The United States District Court for the Southern District of New York, applying New York law, has held that an insured’s failure to obtain the insurer’s prior written consent to a settlement precludes coverage. It also held that an allocation of uncovered amounts paid in the settlement absolved the insurer of responsibility in any event. Continental Casualty Co. v. ACE Am. Ins. Co., No. 07 Civ. 958 (PAC) (S.D.N.Y. Mar. 31, 2009). Wiley Rein LLP represented the insurer in this case.
The insurer issued an E&O policy to another insurance company (the “Insured”). The policy contained a consent-to-settlement provision under which the Insured agreed that it would not “agree to any settlement or make any settlement offer without [the insurer’s] prior written consent” and that the insurer would not be liable for any loss incurred by the Insured entering into a settlement without such written consent. The policy also contained an allocation provision stating that if a claim “includes both covered and uncovered matters . . . there may be an allocation between insured and uninsured loss.” The policy’s definition of “loss” carved out “criminal or civil fines or penalties imposed by law,” as well as punitive and exemplary damages where such amounts are uninsurable under applicable law.
In the underlying litigation, a policyholder sued the Insured in Texas state court, alleging that the Insured had unjustifiably refused to pay a covered claim. The Insured ultimately paid the limit of its policy, leaving only the extra-contractual claims to be decided. Following a mediation on the extra-contractual claims, the mediator submitted a proposed settlement that included the consideration to be paid and provided for mutual general releases. The Insured agreed to the mediator’s proposal with minor edits. The policyholder also agreed to the mediator’s proposal and stated in a telephone conference that it did not believe the Insured’s minor edits would be a problem. The claimant informed the court later that day that the case had been settled.
The following day, the Insured informed the insurer of the settlement. The insurer subsequently denied coverage for the settlement on two grounds: first, the Insured had agreed to the mediator’s proposal without the insurer’s prior written consent in violation of the policy’s consent-to-settlement provision. Second, based on the nature of the underlying claims and damages sought, a substantial portion of the settlement should be attributed to non-covered penalties and multiple damages such that any covered amount could not possibly exceed the policy’s self-insured retention. The insurer filed this action seeking a declaratory judgment that the Insured was not entitled to coverage for the settlement under the policy.

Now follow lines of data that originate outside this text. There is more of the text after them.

PR #7935, opened 2019-10-16
Update image helpers to always use the full path to the image

### LINKED ISSUE #7863: High-res image helper doesn't work with images from Protocol NPM package
## Description

See https://github.com/mozilla/bedrock/pull/7848 for context, where we had to revert a change because the high_res_img helper doesn't play quite right with images that are in `/protocol/`, rather than `/media/img/`.

To make it more fiddly, the helper seems to work as expected when running locally, but not when deployed to demo.

### Steps to reproduce

I'm actually not quite sure how to reproduce this locally (what are the best steps for emulating the same environment?), but adding the following to a template and pushing to demo should reproduce the bug:

```
{{ high_res_img('/protocol/img/logos/firefox/monitor/logo-word-hor-stack-md.png') }}
```

### Expected result

The page should give a 200 response.

### Actual result

The page throws a 500 error.

### Environment

N/A

pmac:
This is less magic, and allows images to be used with the helpers from outside of the `media/img` directory. Unfortunately it means adding `img/` to all of the uses of the helpers.

Fix #7863

### DIFF
--- a/bedrock/base/templates/macros-protocol.html
+++ b/bedrock/base/templates/macros-protocol.html
@@ -7,11 +7,10 @@
 {% macro billboard(title, ga_title, desc, link_cta, link_url, image_url, include_highres_image=False, reverse=False, heading_level=2) -%}
 <section class="mzp-c-billboard {% if reverse %}mzp-l-billboard-left{% else %}mzp-l-billboard-right{% endif %}">
   <div class="mzp-c-billboard-image-container">
-    {% set image = image_url if include_highres_image else 'img/' + image_url %}
     {% if include_highres_image %}
-      {{ high_res_img(image, {'alt': '', 'class': 'mzp-c-billboard-image', 'width': '346', 'height': '346'}) }}
+      {{ high_res_img(image_url, {'alt': '', 'class': 'mzp-c-billboard-image', 'width': '346', 'height': '346'}) }}
     {% else %}
-      <img src="{{ static(image) }}" class="mzp-c-billboard-image" width="346" height="346" alt="">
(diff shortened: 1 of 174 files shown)


stephaniehobson:
Random clicking around found a 500 on the lockwise page. https://bedrock-demos-pr-7935.herokuapp.com/en-US/firefox/lockwise/

stephaniehobson:
If you haven't already pushed to the `run-integration-tests` branch that would be a good idea.

pmac:
Yeah... I'm wondering if this isn't just too much. I was going to and still could just special-case image URLs that start with `protocol/`. That would be a MUCH smaller change. I think this is the Right Way™️ but might be overkill too, and as you said very quick to get out of date...

pmac:
Hmmm... I see that error in Sentry: `ValueError: Missing staticfiles manifest entry for '/protocol/img/logos/firefox/lockwise/og.png'` Strange. Is that working elsewhere?

stephaniehobson:
I agree this is The Right Way ™️ and would like to find a way to make it happen. 

The lockwise og image should be in /media (https://www.mozilla.org/media/protocol/img/logos/firefox/lockwise/og.png)

stephaniehobson:
Oh you have found the other thing I would like to get fixed. I can never remember if I should start with a leading slash or not. I think removing the leading slash fixes the lockwise problem.

pmac:
I believe I've fixed tests and I've rebased on master. I also filed #7949 to address the slash prefix issue during dev.

pmac:
I also pushed the branch to `run-integration-tests` and it all passed.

The court granted summary judgment in favor of the insurer. Noting that consent-to-settlement provisions are routinely enforced under New York law, the court concluded that the key issue was whether the mediator’s proposal “constituted a binding and enforceable settlement agreement, such that [the Insured’s] assent to its terms amounted to a violation of the consent-to-settlement provision.” The court determined that the mediator’s proposal constituted a binding and enforceable settlement agreement under applicable Texas law because it stated the essential terms of a settlement including the amount of the settlement and the parties’ agreement to execute mutual general releases. In addition, the court determined that the Insured’s proposed revisions relating to the scope of the release did not “alter the core of the settlement.” The court noted that the policyholder assented to the proposed changes “almost immediately,” and the claimant later notified the court that the parties had settled the lawsuit.
The court then determined that the policy provided for allocation of settlements between insured and uninsured loss. The court found that the Insured’s own internal settlement communications revealed that it faced significant potential exposure in the underlying litigation with respect to penalty interest and multiple damages, which would not fall under the policy’s definition of “Loss.” The court held that once uninsured loss was deducted from the settlement amount, the potential insured amount could not possibly exceed the policy’s self-insured retention.